## TASK DIRECTIONS
Read through the data, and wherever a line holds the word "only", write that line out.

(Stored dataset items)
PR #5702, opened 2023-07-16
util: Auto-generate header data in make_timeline

JLGarber:
This aims to simplify the recent "soft standard" of listing out all ignored abilities in detail, as well as the full list of abilities used by enemies in the encounter, ignored or not. Sample output:

```
make_timeline.ts -lf 10 -it Nidhogg -ii 179D 179F

### THE MINSTREL'S BALLAD: NIDHOGG'S RAGE
# ZoneID: 236

# -ii 179D 179F

# Ignored Abilities
# 179D Hot Wing
# 179F Hot Tail

# All Encounter Abilities
# 1795 the Scarlet Whisper
# 1796 Deafening Bellow
# 1797 Cauterize
# 1798 Touchdown
# 1799 --sync--
# 179A Horrid Roar
# 179B Horrid Roar
# 179C Hot Wing
# 179D Hot Wing
# 179E Hot Tail
# 179F Hot Tail
###Loads more elided for space

hideall "--Reset--"
hideall "--sync--"
```

(Those random "--sync--" entries are because the entry processing step prior to this one automatically replaces Unknown abilities. I don't think it's too big a deal, but we can probably add a rule to convert those back to Unknown_XXXX.)

This same technique can probably be applied to auto-listing ignored combatants, but unfortunately that's not quite as simple. The input `-ic MonsterOne "Two-Word Monster" "Three Word Monster"` is rendered in the `args.ignored_combatants` array as `['MonsterOne', 'Two-Word Monster', 'Three Word Monster']`. A simple `.join()` is not enough to restore the quote marks that would be necessary.

Currently the zone info generation does not operate on either raw start/end times or on timelines generated from FFLogs. For raw times, there is simply no way to know the zone information, since invoking this way bypasses the collector-creation step. For FFLogs reports, the data is available in the responses from FFLogs, but we would have to make some out-of-scope adjustments to how fflogs.ts operates. It's completely doable, but I didn't have the motivation for that this weekend.

None of this is elegant, and I should go through and add some in-line comments to bring this in line with the rest of the file, but it's ready for criticism and improvement.

### DIFF
--- a/util/logtools/make_timeline.ts
+++ b/util/logtools/make_timeline.ts
@@ -37,6 +37,8 @@ type TimelineEntry = {
   lineComment?: string;
 };
 
+type EncounterAbilityList = { [string: string]: string };
+
 class ExtendedArgsRequired extends Namespace implements TimelineArgs {
   'file': string | null;
   'force': boolean | null;
@@ -56,6 +58,7 @@ class ExtendedArgsRequired extends Namespace implements TimelineArgs {
   'report_id': string | null;
   'report_fight': number | null;
   'key': string | null;
+  'generate_ability_table': string | null;
 }
 
 type ExtendedArgs = Partial<ExtendedArgsRequired>;
@@ -145,6 +148,11 @@ timelineParse.parser.addArgument(['--phase', '-p'], {
 timelineParse.parser.addArgument(['--include_targetable', '-it'], {
   nargs: '+',
   help: 'Set this flag to include "34" log lines when making the timeline',
+});
+
+timelineParse.parser.addArgument(['--generate_ability_table', '-gat'], {
+  nargs: '?',
+  help: 'Set this flag to include a complete/unfiltered ability list after the timeline',
 });
 
 timelineParse.parser.addArgument(
@@ -449,7 +457,7 @@ const assembleTimelineStrings = (
       phases[ability] = parseFloat(time);
   }
 
-  const encounterAbilityList: { [string: string]: string } = {};
+  const encounterAbilityList: EncounterAbilityList = {};
   for (const entry of entries) {
     if (entry.lineType === 'ability') {
       // In order to list out all abilities we see in the timeline header,
@@ -528,8 +536,12 @@ const assembleTimelineStrings = (
     }
     lastEntry = entry;
   }
-  const headerLines = assembleHeaderAbilityStrings(args, encounterAbilityList);
-  return headerLines.concat(assembled);
+  const ignoreLines = assembledIgnoreHeaderStrings(args, encounterAbilityList);
+  const definiteLines = ignoreLines.concat(assembled);
+  // Generate a complete table of abilities if specified
+  if (args.generate_ability_table !== undefined)
+    return definiteLines.concat(assembleAbilityTableStrings(encounterAbilityList));
+  return definiteLines;
 };
 
 const assembleHeaderZoneInfoStrings = (fight: FightEncInfo): string[] => {
@@ -541,7 +553,7 @@ const assembleHeaderZoneInfoStrings = (fight: FightEncInfo): string[] => {
     headerInfo.push(zoneNameLine);
   }
   if (zoneId !== undefined) {
-    const zoneIdLine = `# ZoneID: ${zoneId}`;
+    const zoneIdLine = `# ZoneId: ${zoneId}`;
     headerInfo.push(zoneIdLine);
   }
   if (headerInfo.length > 0)
@@ -549,17 +561,24 @@ const assembleHeaderZoneInfoStrings = (fight: FightEncInfo): string[] => {
   return headerInfo;
 };
 
-const assembleHeaderAbilityStrings = (
+const assembledIgnoreHeaderStrings = (
   args: ExtendedArgs,
-  encounterAbilityList: { [string: string]: string },
+  encounterAbilityList: EncounterAbilityList,
 ): string[] => {
   const assembled = [];
-  const sortedIgnore = args.ignore_id?.sort();
-  if (sortedIgnore !== undefined) {
-    const iiLine = `# -ii ${sortedIgnore.join(' ')}\n`;
+
+  const sortedCombatantIgnore = args.ignore_combatant?.sort();
+  if (sortedCombatantIgnore !== undefined) {
+    const joinedIgnore = sortedCombatantIgnore.map((x) => `"${x}"`).join(' ');
+    assembled.push(`# -ic ${joinedIgnore}`);
+  }
+
+  const sortedAbilityIgnore = args.ignore_id?.sort();
+  if (sortedAbilityIgnore !== undefined) {
+    const iiLine = `# -ii ${sortedAbilityIgnore.join(' ')}\n`;
     assembled.push(iiLine);
     assembled.push('# Ignored Abilities');
-    for (const id of sortedIgnore) {
+    for (const id of sortedAbilityIgnore) {
       const abilityName = encounterAbilityList[id];
       if (abilityName !== undefined) {
         const detailedIgnoreLine = `# ${id} ${abilityName}`;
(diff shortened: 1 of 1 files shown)


JLGarber:
Now that I've done all that, it occurs to me that maybe this should be behind Yet One More Flag such as `-gh -- generate-header`, since this might get obnoxious when regenerating the timeline for the fifteenth time.

util/logtools/make_timeline.ts
```diff
@@ -512,6 +528,54 @@ const assembleTimelineStrings = (
...
+const assembleHeaderZoneInfoStrings = (fight: FightEncInfo): string[] => {
+  const zoneName = fight.zoneName;
+  const zoneId = fight.zoneId;
+  const headerInfo = [];
+  if (zoneName !== undefined) {
+    const zoneNameLine = `### ${zoneName.toUpperCase()}`;
+    headerInfo.push(zoneNameLine);
+  }
+  if (zoneId !== undefined) {
+    const zoneIdLine = `# ZoneID: ${zoneId}`;
```
quisquous, line 544:
```suggestion
    const zoneIdLine = `# ZoneId: ${zoneId}`;
```

The tiniest of nitpicks, but maybe `ZoneId` to match `ZoneId.SomeZoneTitleHere` in code.

quisquous (commented):
My only real question here is whether this should go at the top or the bottom of the timeline.

The "soft standard" I'd be trying to apply (and asked foophoof to do in P9S) was to put the ability list at the bottom because it's pretty long. Since the timeline can also be viewed in the cactbot config ui, it probably also gets in the way of users trying to figure out how to add custom timeline entries there.

I think many things are ok here, so more than willing to hear different opinions. If I had my druthers, I'd put the zone name, id, and args at the top of the file, and then the ability list at the bottom of the file after the timeline.

> (Those random "--sync--" entries are because the entry processing step prior to this one automatically replaces Unknown abilities. I don't think it's too big a deal, but we can probably add a rule to convert those back to Unknown_XXXX.)

I think that's fine! Unknown_XXXX is not very useful, and the id is plenty to know what that should be.

> This same technique can probably be applied to auto-listing ignored combatants, but unfortunately that's not quite as simple. The input `-ic MonsterOne "Two-Word Monster" "Three Word Monster"` is rendered in the `args.ignored_combatants` array as `['MonsterOne', 'Two-Word Monster', 'Three Word Monster']`. A simple `.join()` is not enough to restore the quote marks that would be necessary.

I think you could always apply double quotes to these and ~mostly be fine? `args.ignored_combatants.map((x) => `"${x}"`).join(' ')` kinda thing?

> Currently the zone info generation does not operate on either raw start/end times or on timelines generated from FFLogs. For raw times, there is simply no way to know the zone information, since invoking this way bypasses the collector-creation step. For FFLogs reports, the data is available in the responses from FFLogs, but we would have to make some out-of-scope adjustments to how fflogs.ts operates. It's completely doable, but I didn't have the motivation for that this weekend.

I think this is all fine. I think the collector step is used 99% of the time and fflogs is used to touch up enrages or find loops but not for most of the lifting.

> BONUS THOUGHTS

Yeah, Yet Another Option :tm: could make sense here to at least drop the full ability table.

A couple of follow-ups that would be nice for me:
- could this list whether abilities were cast+ability, just ability, self-targeted somehow?
- this is probably asking too much, but really the thing I'd want is to know if a particular log included an ability id that was not listed in the table (like a failure case, or a branch, or something), but it's probably an impossible thing to parse this text (and if we were parsing it, we'd probably put it in a separate json file or something)
  - (I mean arguably maybe it *should* be in a separate file at some point [this point??], but I think we're getting further afield from this PR)

xiashtra:
This is something I had a mind to tinker with, so I'm glad to see it.  One thing I would prefer to have in the abilities list is the source field also.  In fact, as the ability list here starts to approach a full dump of everything that occurs in an encounter, it becomes useful as a reference for making raidboss triggers, oopsy triggers, updating sync_files.ts, etc.  With that in mind, it would be nice to dump not only 15/16 lines, but maybe the 14 lines also for those times when cast IDs don't match damage IDs.

JLGarber:
> The "soft standard" I'd be trying to apply (and asked foophoof to do in P9S) was to put the ability list at the bottom because it's pretty long. Since the timeline can also be viewed in the cactbot config ui, it probably also gets in the way of users trying to figure out how to add custom timeline entries there.

This is reasonable and I think it should be relatively simple to split out "list the ignored abilities up top" vs "here's everything dumped at the bottom". This would make the helper functions for each more compact individually anyway, so that's even better.

> I think you could always apply double quotes to these and ~mostly be fine? `args.ignored_combatants.map((x) => "${x}").join(' ')` kinda thing?

Oh, fair point, I didn't consider that the double quotes are idempotent. That should work.

> could this list whether abilities were cast+ability, just ability, self-targeted somehow?

Mm, maybe? State tracking across timeline entries is effectively non-existent right now. Because any `startsUsing` lines have cast times included, it should in theory be Not-Impossible to do something like this. ("It is 2.7 seconds after a `startsUsing` line. Look out for a matching `Ability` line." etc etc) But unfortunately I don't see a good path for adding that quickly here.

> Log-sieve functionality

I think you're right that that's kinda out of scope for `make_timeline`. Honestly, it doesn't seem too difficult to put together a script that takes a log and an ability table as input and then outputs missing entries from each. Or am I misunderstanding what the purpose here is? Maybe we need to move some more utilities out of `make_timeline` and into `encounter_tools`?

> One thing I would prefer to have in the abilities list is the source field also. In fact, as the ability list here starts to approach a full dump of everything that occurs in an encounter, it becomes useful as a reference for making raidboss triggers, oopsy triggers, updating sync_files.ts, etc. With that in mind, it would be nice to dump not only 15/16 lines, but maybe the 14 lines also for those times when cast IDs don't match damage IDs.

That's reasonable! I think it's not too terribly difficult to get that done, but that's maybe a bit much for this PR. I can see a clean path forward to make the basic changes quisquous suggested, but it's going to be slightly longer to do something on this scale. (We would need to discuss how the output table is formatted, how best to handle abilities that can have multiple sources, what kind of argument overrides we might need, etc etc.)

quisquous:
For this PR, I think moving the table to the bottom is sufficient and we can talk about where to go after that elsewhere.

For the future, mostly my thinking here is this. It's useful to have a table of abilities. It's useful to have extra metadata (is this a cast, is this damage, does this hit players/E000000). It's useful to write some notes about these abilities too. Having this information in textual format in a timeline (and arguably in oopsy comments) is better than nothing, but it might be better to have it in a more structured format that can be written and read by tools. If tools could read it as well as write it, then we could have what I suggested above, where you could apply multiple log files and do some sort of in place update to add any abilities that weren't listed. It also would mean that somebody could write like a hypothetical log viewer that added this information to the side in some sort of annotated log viewer. It would probably also make sense to have this in some other file and format that's not a timeline comment or oopsy comment.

## OUTPUT OF THE TASK
My only real question here is whether this should go at the top or the bottom of the timeline.
This is something I had a mind to tinker with, so I'm glad to see it.  One thing I would prefer to have in the abilities list is the source field also.  In fact, as the ability list here starts to approach a full dump of everything that occurs in an encounter, it becomes useful as a reference for making raidboss triggers, oopsy triggers, updating sync_files.ts, etc.  With that in mind, it would be nice to dump not only 15/16 lines, but maybe the 14 lines also for those times when cast IDs don't match damage IDs.
> One thing I would prefer to have in the abilities list is the source field also. In fact, as the ability list here starts to approach a full dump of everything that occurs in an encounter, it becomes useful as a reference for making raidboss triggers, oopsy triggers, updating sync_files.ts, etc. With that in mind, it would be nice to dump not only 15/16 lines, but maybe the 14 lines also for those times when cast IDs don't match damage IDs.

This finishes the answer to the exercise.